YOUR OBJECTIVE: Leave no line out. Transcribe the whole listing exactly.

INPUT DATA:
PR #1270, opened 2024-02-23
Replace `std::format` with `fmt::format`

### LINKED ISSUE #1269: `std::format` is unavailable in GCC < 13 (breaks Mageia builds)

ANSWER SECTION:
PR #1270, opened 2024-02-23
Replace `std::format` with `fmt::format`

### LINKED ISSUE #1269: `std::format` is unavailable in GCC < 13 (breaks Mageia builds)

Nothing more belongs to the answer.